⟨

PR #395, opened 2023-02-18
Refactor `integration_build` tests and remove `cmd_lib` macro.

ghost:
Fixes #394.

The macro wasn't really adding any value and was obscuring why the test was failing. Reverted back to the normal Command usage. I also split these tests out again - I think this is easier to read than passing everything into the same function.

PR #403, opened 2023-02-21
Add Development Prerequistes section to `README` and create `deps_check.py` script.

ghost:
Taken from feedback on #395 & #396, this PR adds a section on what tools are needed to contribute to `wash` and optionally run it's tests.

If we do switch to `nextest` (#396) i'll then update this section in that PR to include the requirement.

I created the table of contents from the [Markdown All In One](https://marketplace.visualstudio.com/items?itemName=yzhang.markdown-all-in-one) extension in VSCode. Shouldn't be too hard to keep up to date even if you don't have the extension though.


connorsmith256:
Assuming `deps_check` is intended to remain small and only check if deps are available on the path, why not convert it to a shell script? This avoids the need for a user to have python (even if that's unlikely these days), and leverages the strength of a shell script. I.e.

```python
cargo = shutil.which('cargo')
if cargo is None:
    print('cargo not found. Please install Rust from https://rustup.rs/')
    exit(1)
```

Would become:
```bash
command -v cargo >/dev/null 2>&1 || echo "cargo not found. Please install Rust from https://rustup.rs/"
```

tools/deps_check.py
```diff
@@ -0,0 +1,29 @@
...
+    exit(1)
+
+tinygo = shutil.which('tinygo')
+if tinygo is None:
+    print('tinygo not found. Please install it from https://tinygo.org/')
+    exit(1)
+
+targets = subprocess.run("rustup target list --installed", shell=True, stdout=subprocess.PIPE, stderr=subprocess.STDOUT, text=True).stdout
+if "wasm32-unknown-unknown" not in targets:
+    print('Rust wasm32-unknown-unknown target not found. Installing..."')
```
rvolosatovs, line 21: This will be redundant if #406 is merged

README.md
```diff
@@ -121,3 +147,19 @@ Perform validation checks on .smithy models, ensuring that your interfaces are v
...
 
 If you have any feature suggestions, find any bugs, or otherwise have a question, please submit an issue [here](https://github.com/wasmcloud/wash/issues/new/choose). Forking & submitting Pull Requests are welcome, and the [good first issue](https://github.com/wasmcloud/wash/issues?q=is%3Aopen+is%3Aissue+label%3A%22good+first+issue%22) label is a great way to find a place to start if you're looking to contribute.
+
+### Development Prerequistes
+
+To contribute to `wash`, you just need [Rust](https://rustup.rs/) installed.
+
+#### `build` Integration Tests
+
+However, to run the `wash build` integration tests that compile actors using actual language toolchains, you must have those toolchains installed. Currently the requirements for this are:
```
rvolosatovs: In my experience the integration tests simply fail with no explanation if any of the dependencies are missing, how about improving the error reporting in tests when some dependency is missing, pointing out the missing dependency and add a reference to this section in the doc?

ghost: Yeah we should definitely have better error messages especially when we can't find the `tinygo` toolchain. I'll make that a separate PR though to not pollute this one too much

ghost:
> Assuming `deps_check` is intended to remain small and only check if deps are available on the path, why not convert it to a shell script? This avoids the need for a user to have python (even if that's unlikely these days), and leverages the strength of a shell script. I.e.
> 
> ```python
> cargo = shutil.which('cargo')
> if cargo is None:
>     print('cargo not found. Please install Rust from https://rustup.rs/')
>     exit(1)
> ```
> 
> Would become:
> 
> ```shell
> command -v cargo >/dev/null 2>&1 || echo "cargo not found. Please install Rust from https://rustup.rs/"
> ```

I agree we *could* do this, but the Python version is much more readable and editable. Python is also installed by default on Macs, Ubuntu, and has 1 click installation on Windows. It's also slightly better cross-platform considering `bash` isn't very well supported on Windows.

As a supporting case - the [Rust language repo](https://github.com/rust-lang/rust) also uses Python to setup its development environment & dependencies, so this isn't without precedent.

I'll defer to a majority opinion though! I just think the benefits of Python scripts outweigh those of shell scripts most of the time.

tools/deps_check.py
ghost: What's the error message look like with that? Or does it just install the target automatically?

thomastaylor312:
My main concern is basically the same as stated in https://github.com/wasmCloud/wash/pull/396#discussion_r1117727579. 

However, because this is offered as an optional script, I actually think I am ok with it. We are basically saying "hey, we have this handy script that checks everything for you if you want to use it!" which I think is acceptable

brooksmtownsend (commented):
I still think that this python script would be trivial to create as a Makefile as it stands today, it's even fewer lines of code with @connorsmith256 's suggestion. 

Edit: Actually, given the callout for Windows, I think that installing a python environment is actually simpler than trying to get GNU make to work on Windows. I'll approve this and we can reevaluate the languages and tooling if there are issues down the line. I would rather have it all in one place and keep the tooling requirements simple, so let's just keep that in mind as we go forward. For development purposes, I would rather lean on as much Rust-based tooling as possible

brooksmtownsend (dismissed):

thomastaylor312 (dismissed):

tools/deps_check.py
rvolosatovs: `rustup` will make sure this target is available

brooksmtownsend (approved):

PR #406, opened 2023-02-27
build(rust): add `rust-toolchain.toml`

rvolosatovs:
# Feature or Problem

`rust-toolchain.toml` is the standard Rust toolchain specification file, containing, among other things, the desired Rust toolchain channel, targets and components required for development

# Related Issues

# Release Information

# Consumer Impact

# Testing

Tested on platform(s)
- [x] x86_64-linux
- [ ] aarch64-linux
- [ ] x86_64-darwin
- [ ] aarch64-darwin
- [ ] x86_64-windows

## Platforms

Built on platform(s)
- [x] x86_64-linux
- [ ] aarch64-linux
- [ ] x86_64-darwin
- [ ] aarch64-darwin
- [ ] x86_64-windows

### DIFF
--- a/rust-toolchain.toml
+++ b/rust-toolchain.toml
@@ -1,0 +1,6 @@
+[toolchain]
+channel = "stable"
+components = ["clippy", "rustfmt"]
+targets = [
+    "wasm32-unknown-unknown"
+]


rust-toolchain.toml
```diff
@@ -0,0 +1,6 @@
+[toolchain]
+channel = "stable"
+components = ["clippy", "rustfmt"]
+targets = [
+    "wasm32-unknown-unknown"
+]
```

⟩

**EXERCISE BRIEF:** Take the line above containing "Add Development Prerequistes", the line containing "Taken from feedback", and all lines in between, and copy them exactly without anything else.

**SOLUTION FOR THIS TASK:**
Add Development Prerequistes section to `README` and create `deps_check.py` script.

ghost:
Taken from feedback on #395 & #396, this PR adds a section on what tools are needed to contribute to `wash` and optionally run it's tests.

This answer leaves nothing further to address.